» **PROBLEM TO WORK ON**:
Please write out each entry exactly as it appears.

» **EXERCISE MATERIAL**:
PR #303, opened 2024-03-03
add generic implementation of bidirectional map

logicalhan:
furthermore, this PR extracts out the generic interfaces we use in the generic set implementation so that we can reuse them in the bidirectional map.

**What type of PR is this?**

/kind feature

Generics provide a path to implementing generic implementations of arbitrary (but useful) data-structures. This PR creates a bidirectional map.

Fixes #

**Release note**:
```
k8s/utils now supports a generic implementation of a bidirectional map.
```

### DIFF
--- a/bidirectionalmap/map.go
+++ b/bidirectionalmap/map.go
@@ -1,0 +1,107 @@
+/*
+Copyright 2024 The Kubernetes Authors.
+
+Licensed under the Apache License, Version 2.0 (the "License");
+you may not use this file except in compliance with the License.
+You may obtain a copy of the License at
+
+    http://www.apache.org/licenses/LICENSE-2.0
+
+Unless required by applicable law or agreed to in writing, software
+distributed under the License is distributed on an "AS IS" BASIS,
+WITHOUT WARRANTIES OR CONDITIONS OF ANY KIND, either express or implied.
+See the License for the specific language governing permissions and
+limitations under the License.
+*/
+
+package bidirectionalmap
+
+import (
+	"k8s.io/utils/genericinterfaces"
+	"k8s.io/utils/set"
+)
+
+// BidirectionalMap is a bidirectional map.
+type BidirectionalMap[X genericinterfaces.Ordered, Y genericinterfaces.Ordered] struct {
+	right map[X]set.Set[Y]
+	left  map[Y]set.Set[X]
+}
+
+// NewBidirectionalMap creates a new BidirectionalMap.
+func NewBidirectionalMap[X genericinterfaces.Ordered, Y genericinterfaces.Ordered]() *BidirectionalMap[X, Y] {
+	return &BidirectionalMap[X, Y]{
+		right: make(map[X]set.Set[Y]),
+		left:  make(map[Y]set.Set[X]),
+	}
+}
+
+// InsertRight inserts a new item into the right map, return true if the key-value was not already
+// present in the map, false otherwise
+func (bdm *BidirectionalMap[X, Y]) InsertRight(x X, y Y) bool {
+	if bdm.right[x] == nil {
+		bdm.right[x] = set.New[Y]()
+	}
+	if bdm.right[x].Has(y) {
+		return false
+	}
+	if bdm.left[y] == nil {
+		bdm.left[y] = set.New[X]()
+	}
+	bdm.right[x].Insert(y)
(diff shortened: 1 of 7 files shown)


logicalhan:
I don't actually think the apidiff compatibility check is valid here. Any concrete usage of the set library should continue to work, since the interface itself has not changed it's underlying signature.

bidirectionalmap/map.go
```diff
@@ -0,0 +1,116 @@
...
+*/
+
+package bidirectionalmap
+
+import (
+	"k8s.io/utils/genericinterfaces"
+	"k8s.io/utils/set"
+)
+
+// BidirectionalMap is a bidirectional map.
```
thockin, line 24: I would flesh this out more.  What is the semantic, what guarantees does it offer or not offer, what is it for (a real example)?  Also explaion which is the left-key and right-value vs. the left-value and right-key.

Naively I would expect BiDiMap[X, Y] to mean map[X]Y + Map[Y]X, but this seems to be the opposite

bidirectionalmap/map.go
```diff
@@ -0,0 +1,116 @@
...
+
+// NewBidirectionalMap creates a new BidirectionalMap.
+func NewBidirectionalMap[X genericinterfaces.Ordered, Y genericinterfaces.Ordered]() *BidirectionalMap[X, Y] {
+	return &BidirectionalMap[X, Y]{
+		right: make(map[X]set.Set[Y]),
+		left:  make(map[Y]set.Set[X]),
+	}
+}
+
+// InsertRight inserts a new item into the right map.
```
thockin, line 38: Explain the return value?

bidirectionalmap/map_test.go
```diff
@@ -0,0 +1,46 @@
...
+See the License for the specific language governing permissions and
+limitations under the License.
+*/
+
+package bidirectionalmap
+
+import "testing"
+
+func TestMultipleInserts(t *testing.T) {
+	bidimap := NewBidirectionalMap[string, string]()
```
thockin, line 22: Examples with different types would better illustrate.

You could add an example_test.go to get a nice godoc example

thockin (commented):
Without a concrete use case in k/k I don't know if we want to check this in.  Do we have one?

I'm not sure on names.  Having a pkg per type feels bad, but it's not clear what package this should be in.

Go has `strings` and `slices`.  We have `set` (which should probably be `sets`).  Maybe `maps` ?

Would `BiMap` be sufficient?  Just looking for shorter.  Not critical

bidirectionalmap/map.go
logicalhan: I'm not sure what you mean by opposite, `map[X]Y + Map[Y]X` can be invalidated by have multiple keys in `map[x]y` map to the same y value. e.g.:

```
a = map[string]string
a["a"] = "1"
a["b"] = "1"
```
The reverse mapping must return a list of the keys of map `a` otherwise we have a lossy map.

Therefore, a bidirectional map must be two maps, each of which map to a list (or set) of values.

bidirectionalmap/map.go
logicalhan: Will do.

set/set.go
```diff
@@ -18,24 +18,26 @@ package set
...
-func New[E ordered](items ...E) Set[E] {
+func New[E genericinterfaces.Ordered](items ...E) Set[E] {
 	ss := Set[E]{}
 	ss.Insert(items...)
 	return ss
 }
 
 // KeySet creates a Set[E] from a keys of a map[E](? extends interface{}).
-func KeySet[E ordered, A any](theMap map[E]A) Set[E] {
+func KeySet[E genericinterfaces.Ordered, A any](theMap map[E]A) Set[E] {
```
liggitt, line 40: What's the motivation for exporting the type? are we expecting other things to reference the interface? They couldn't previously, which had the benefit of only allowing people to declare KeySet with their own types, which had to be compatible with our constraints... that seemed reasonable to me.

logicalhan: I'd need to redeclare the exact same type in the maps package otherwise, since the output of the value of a map is a generic set.

skitt: How about waiting for the bump to Go 1.21 in utils and relying on `cmp.Ordered`? See also #295.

» **OUTPUT OF THE EXERCISE**:
PR #303, opened 2024-03-03
add generic implementation of bidirectional map

logicalhan:
furthermore, this PR extracts out the generic interfaces we use in the generic set implementation so that we can reuse them in the bidirectional map.

**What type of PR is this?**

/kind feature

Generics provide a path to implementing generic implementations of arbitrary (but useful) data-structures. This PR creates a bidirectional map.

Fixes #

**Release note**:
```
k8s/utils now supports a generic implementation of a bidirectional map.
```

### DIFF
--- a/bidirectionalmap/map.go
+++ b/bidirectionalmap/map.go
@@ -1,0 +1,107 @@
+/*
+Copyright 2024 The Kubernetes Authors.
+
+Licensed under the Apache License, Version 2.0 (the "License");
+you may not use this file except in compliance with the License.
+You may obtain a copy of the License at
+
+    http://www.apache.org/licenses/LICENSE-2.0
+
+Unless required by applicable law or agreed to in writing, software
+distributed under the License is distributed on an "AS IS" BASIS,
+WITHOUT WARRANTIES OR CONDITIONS OF ANY KIND, either express or implied.
+See the License for the specific language governing permissions and
+limitations under the License.
+*/
+
+package bidirectionalmap
+
+import (
+	"k8s.io/utils/genericinterfaces"
+	"k8s.io/utils/set"
+)
+
+// BidirectionalMap is a bidirectional map.
+type BidirectionalMap[X genericinterfaces.Ordered, Y genericinterfaces.Ordered] struct {
+	right map[X]set.Set[Y]
+	left  map[Y]set.Set[X]
+}
+
+// NewBidirectionalMap creates a new BidirectionalMap.
+func NewBidirectionalMap[X genericinterfaces.Ordered, Y genericinterfaces.Ordered]() *BidirectionalMap[X, Y] {
+	return &BidirectionalMap[X, Y]{
+		right: make(map[X]set.Set[Y]),
+		left:  make(map[Y]set.Set[X]),
+	}
+}
+
+// InsertRight inserts a new item into the right map, return true if the key-value was not already
+// present in the map, false otherwise
+func (bdm *BidirectionalMap[X, Y]) InsertRight(x X, y Y) bool {
+	if bdm.right[x] == nil {
+		bdm.right[x] = set.New[Y]()
+	}
+	if bdm.right[x].Has(y) {
+		return false
+	}
+	if bdm.left[y] == nil {
+		bdm.left[y] = set.New[X]()
+	}
+	bdm.right[x].Insert(y)
(diff shortened: 1 of 7 files shown)


logicalhan:
I don't actually think the apidiff compatibility check is valid here. Any concrete usage of the set library should continue to work, since the interface itself has not changed it's underlying signature.

bidirectionalmap/map.go
```diff
@@ -0,0 +1,116 @@
...
+*/
+
+package bidirectionalmap
+
+import (
+	"k8s.io/utils/genericinterfaces"
+	"k8s.io/utils/set"
+)
+
+// BidirectionalMap is a bidirectional map.
```
thockin, line 24: I would flesh this out more.  What is the semantic, what guarantees does it offer or not offer, what is it for (a real example)?  Also explaion which is the left-key and right-value vs. the left-value and right-key.

Naively I would expect BiDiMap[X, Y] to mean map[X]Y + Map[Y]X, but this seems to be the opposite

bidirectionalmap/map.go
```diff
@@ -0,0 +1,116 @@
...
+
+// NewBidirectionalMap creates a new BidirectionalMap.
+func NewBidirectionalMap[X genericinterfaces.Ordered, Y genericinterfaces.Ordered]() *BidirectionalMap[X, Y] {
+	return &BidirectionalMap[X, Y]{
+		right: make(map[X]set.Set[Y]),
+		left:  make(map[Y]set.Set[X]),
+	}
+}
+
+// InsertRight inserts a new item into the right map.
```
thockin, line 38: Explain the return value?

bidirectionalmap/map_test.go
```diff
@@ -0,0 +1,46 @@
...
+See the License for the specific language governing permissions and
+limitations under the License.
+*/
+
+package bidirectionalmap
+
+import "testing"
+
+func TestMultipleInserts(t *testing.T) {
+	bidimap := NewBidirectionalMap[string, string]()
```
thockin, line 22: Examples with different types would better illustrate.

You could add an example_test.go to get a nice godoc example

thockin (commented):
Without a concrete use case in k/k I don't know if we want to check this in.  Do we have one?

I'm not sure on names.  Having a pkg per type feels bad, but it's not clear what package this should be in.

Go has `strings` and `slices`.  We have `set` (which should probably be `sets`).  Maybe `maps` ?

Would `BiMap` be sufficient?  Just looking for shorter.  Not critical

bidirectionalmap/map.go
logicalhan: I'm not sure what you mean by opposite, `map[X]Y + Map[Y]X` can be invalidated by have multiple keys in `map[x]y` map to the same y value. e.g.:

```
a = map[string]string
a["a"] = "1"
a["b"] = "1"
```
The reverse mapping must return a list of the keys of map `a` otherwise we have a lossy map.

Therefore, a bidirectional map must be two maps, each of which map to a list (or set) of values.

bidirectionalmap/map.go
logicalhan: Will do.

set/set.go
```diff
@@ -18,24 +18,26 @@ package set
...
-func New[E ordered](items ...E) Set[E] {
+func New[E genericinterfaces.Ordered](items ...E) Set[E] {
 	ss := Set[E]{}
 	ss.Insert(items...)
 	return ss
 }
 
 // KeySet creates a Set[E] from a keys of a map[E](? extends interface{}).
-func KeySet[E ordered, A any](theMap map[E]A) Set[E] {
+func KeySet[E genericinterfaces.Ordered, A any](theMap map[E]A) Set[E] {
```
liggitt, line 40: What's the motivation for exporting the type? are we expecting other things to reference the interface? They couldn't previously, which had the benefit of only allowing people to declare KeySet with their own types, which had to be compatible with our constraints... that seemed reasonable to me.

logicalhan: I'd need to redeclare the exact same type in the maps package otherwise, since the output of the value of a map is a generic set.

skitt: How about waiting for the bump to Go 1.21 in utils and relying on `cmp.Ordered`? See also #295.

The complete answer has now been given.